I got really crazy yesterday and did 8 miles instead of my normal 7 miles. I even hit a 9:10 average pace, it was one of those mornings that I woke up feeling really great. I’ll take it!
I always wonder what cars think of me as they drive by and see me attempting a self-timer running picture… I doubt this is something that most people do.
I came home and got right to work on my pancake. Andrew is always quite amazed that I can flip a pancake the size that I make them without breaking it. It takes some serious practice to perfect flipping the Bisquick pancake.
We got to have Knox for a few hours while his mom was at work so we went to a splash pad that had a park right next to it.
While I don’t like donuts right now (please have that change soon… I swear my pregnancy with Brooke is what made me love donuts so much in the first place), I still fully support donuts.
I think one of the things I love about cooking at home the most is having easy leftovers for lunch the next day. I just added more spinach and chicken to the leftover salad and boom.. delicious.
After lunch I took a nap (I can’t help it some days). The I took Brooke to the library to read for a while and bring some books home! I got a bunch of stuff done at home and then it was time for dinner!
Also, we are really into Simon says these days.
I tried another new recipe… we are on a roll over here! For dinner last night I made this Creamy Chicken Quinoa and Broccoli Casserole and it was SO SO good. Brooke even loved it:) We used swiss cheese instead of Gruyere cheese but other than that kept the recipe the same! You don’t use any cans for this recipe and you make your own sauce… try it!
We all really loved this dish, even Brooke.
Say hello to our current project. The basement. Our goal is to turn this into an awesome playroom with carpet and all sorts of organization. Wish us luck:) I can’t wait for all of the toys to be in one area…

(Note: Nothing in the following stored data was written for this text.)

PR #7832, opened 2025-02-24
New reporting flow

estrattonbailey:
This PR introduces a new reporting flow that will power new functionality defined by labelers:
- labelers will declare which report reasons they support e.g. spam, sexual, etc
- labelers will declare what types of subjects they support e.g. `account`, `record` and `chat`
- labelers will declare what NSID collections they support e.g. `app.bsky.feed.post` but not `app.bsky.feed.generator`

By default, and for backwards compat, if labelers do not declare settings for any of these, we assume they support them all. So if you run this PR right now, the report options should be exactly the same as they are in production, just in a new format.

And yes we opted to encourage users to submit to a single labeler at a time, since once these new lexicons roll out, users should have far fewer options to report to. Most atm will likely only route to Bluesky's moderation service.

Normal reporting flow:

https://github.com/user-attachments/assets/23e8a8e3-d1e6-4b2c-93d1-47469d9be6be

Reporting content with only one labeler available, auto-selects this labeler (in this case an account, but could be any record):

https://github.com/user-attachments/assets/34d8eca1-adc3-44b0-a9c2-f05c41440dab

Reporting other types of content e.g. feeds, lists:

https://github.com/user-attachments/assets/e31057ad-ce3a-4a56-a5a0-a3f0d9c4f372

Submission error state
CleanShot 2025-02-24 at 14 49 54@2x

Additional details expanded (also happens if Other is selected as report option):
CleanShot 2025-02-24 at 14 49 15@2x

Should-be-impossible scenario that there are no labelers available:
CleanShot 2025-02-24 at 14 48 49@2x

Initial loading state:
CleanShot 2025-02-24 at 14 47 59@2x

Initial load of labelers fails:
CleanShot 2025-02-24 at 14 48 17@2x

Developer error, passed in an object that can't be reported (should catch this in dev, but added a graceful fallback anyway)
CleanShot 2025-02-24 at 14 47 46@2x


mozzius:
Light mode is a little odd... maybe it's too monochrome? maybe the circle bit for the active one should be blue?


Screenshot 2025-02-24 at 21 33 25

src/components/moderation/ReportDialog/index.tsx
```diff
@@ -0,0 +1,626 @@
...
+              <OptionCardSkeleton />
+              <OptionCardSkeleton />
+              <OptionCardSkeleton />
+              {/* Here to capture focus for a hot sec to prevent flash */}
+              <Pressable accessible={false} />
+            </View>
+          ) : labelersLoadError || !allLabelers ? (
+            <Admonition type="error">
+              <Trans>Something went wrong, please try again.</Trans>
+            </Admonition>
```
mozzius, line 194: Can we put a retry button here? Given we're asking them to try again

mozzius:
Does the dialog need a close button on web?

src/components/moderation/ReportDialog/index.tsx
estrattonbailey: Gonna reply to all here:
- gonna poke at UI a bit more, I agree light mode is esp meh
- yeah a retry button here is a great idea
- close button, yeah lemme see about a better header for this dialog, feels naked rn

.eslintrc.js
```diff
@@ -32,6 +32,7 @@ module.exports = {
           'H6',
           'P',
           'Admonition',
+          'Admonition.Admonition',
```
estrattonbailey, line 35: Helpful in cases where we import `* as Admonition`

src/lib/async/wait.ts
```diff
@@ -0,0 +1,5 @@
+export async function wait<T>(delay: number, fn: T): Promise<Awaited<T>> {
+  return await Promise.all([fn, new Promise(y => setTimeout(y, delay))]).then(
+    arr => arr[0],
+  )
+}
```
estrattonbailey, line 5: This is a util to provide a _minimum_ execution time. Helpful for load states and things.

src/screens/Profile/components/ProfileFeedHeader.tsx
```diff
@@ -551,14 +554,15 @@ function DialogInner({
...
-            />
+            {info.view && (
+              <ReportDialog
+                control={reportDialogControl}
+                subject={{
+                  ...info.view,
+                  $type: 'app.bsky.feed.defs#generatorView',
+                }}
+              />
+            )}
```
estrattonbailey, line 565: Needed to pipe this through from feed info query. In this case, it should always be defined (unless the feed fails to load entirely).

It's optional in the types bc our PWI Discover feed config needs to conform to this too, and hard-coding a view here seems silly,  since you can't report Discover from PWI anyway.

mozzius:
Seems like it doesn't go away immediately on Android - not sure why

https://github.com/user-attachments/assets/7e9e949e-3f5a-440a-b0c8-467eaf1e5da0

mozzius (approved):
Lgtm! Other than the android issue (which is not the fault of this PR most likely), I haven't found any substantial issues. I'll do another round of QA once the appview rolls out

src/components/moderation/ReportDialog/index.tsx
```diff
@@ -0,0 +1,652 @@
...
+            <Admonition.Outer type="error">
+              <Admonition.Row>
+                <Admonition.Icon />
+                <Admonition.Text>
+                  <Trans>Something went wrong, please try again</Trans>
+                </Admonition.Text>
+                <Admonition.Button
+                  label={_(msg`Retry loading report options`)}
+                  onPress={() => refetchLabelers()}>
+                  <ButtonText>Retry</ButtonText>
```
surfdude29, line 200:
```suggestion
                  <ButtonText>
                    <Trans>Retry</Trans>
                  </ButtonText>
```
I think translation tags are missing here (not sure if the formatting is right in my suggestion though)

surfdude29 (commented):
This works great on the preview branch, fantastic work @estrattonbailey 👌

src/components/moderation/ReportDialog/index.tsx
estrattonbailey: Ah good call. Did it locally to ensure formatting, thanks for the bump!

PR #8287, opened 2025-04-26
Don't await deleting temp files

mozzius:
They get bulk deleted when the composer closes, so it just slows down the loop

### DIFF
--- a/src/state/gallery.ts
+++ b/src/state/gallery.ts
@@ -5,15 +5,15 @@ import {
   moveAsync,
 } from 'expo-file-system'
 import {
-  Action,
-  ActionCrop,
+  type Action,
+  type ActionCrop,
   manipulateAsync,
   SaveFormat,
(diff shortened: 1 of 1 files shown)


haileyok (approved):

mary-ext:
fyi this line is still wrong, the image never gets moved to that special dir
https://github.com/bluesky-social/social-app/blob/03eea0717c5accca008fab0973e3c7c69f2362b4/src/state/gallery.ts#L258

mozzius:
Oh hmm how on earth is that supposed to work then...

mary-ext:
it's supposed to check that the file currently *isn't* in the cache directory before moving it, but the check is reversed, so no files ever get moved to that directory

mozzius:
lmao

mary-ext:
it's embarassing because it's me that committed the code 🙂↕️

This was in my race packet… what is everyone’s thoughts on this stuff? Do you just add it to smoothies or what do you do with it? I kind of love getting in some good fat through pb so I’m not sure about the 90% less fat thing but I want to try it in a smoothie sometime.
How Andrew runs at night after a big dinner, I will never understand but I will continue to watch from the couch in amazement.
1. Do you ever find that your upper body/shoulders/neck are most sore after a race or a hard workout? A friend of mine ran a time last weekend way faster than she was expecting and she told me that this was a problem for her! She has to constantly remind herself to relax her shoulder and keep them back or down during a race but her body still tends to do this! I’ve definitely experienced this too during a run where I notice myself tensing up and my shoulders are almost up to my ears! Just something to think about while you run, keep those shoulders relaxed and away from your ears:) Run tall with your head straight but keep the shoulders down!
2. While pregnant… I have noticed that my belly breathing has turned into more of chest breathing! With chest breathing I’m not able to get in as much oxygen while running so my current thoughts have been about belly breathing again. Belly breathing —> deeper breathes—> more oxygen to the bloodstream ! It is much more efficient. Are you a belly breather or a chest breather while running?
3. Okay, WOW!!! I am beyond impressed!!!! Her first marathon + pushing 3 of her kids in a stroller = 4:25.
4. At my half-marathon this last weekend I saw about 5 different YOUNG kids running (and cruising by me) at the race. I am guessing they were all ranging between 8-13 years old. What are your thoughts on young ones running longer endurance races like a half marathon or full marathon?!
5. I saw this and could not agree more with it… Josse (my running partner probably disagrees with this ha). I always dress like it is 10 degrees warmer ha… hence why I one time wore shorts and a tank top to a marathon where it was snowing for the first 8 miles. I think that day I was dressed as though it was 30 degrees warmer.
I know this is a weird question to be asking in August (PS how is it August?!) but I really want a new (amazing) planner. I try to make my calendar on my phone work but it just doesn’t happen because I like having everything written down instead. Is there a good planner you can start at anytime in the year that you recommend (or do I just wait until 2018 starts? A reader was talking about her Erin Condren planner and I fell in love with how cute they were. I would also love to hear your different recommendations! THANKS!!
Do you have a planner… which one? Do you prefer writing things down or using your phone for your schedule etc!?
How young is too young for longer endurance races or do you think it depends on the kid/what their doc says etc?!
Ever use PB Fit? What other random things do you add to your smoothies?
What distance do you do the MOST often each week… what’s kind of your goto run distance?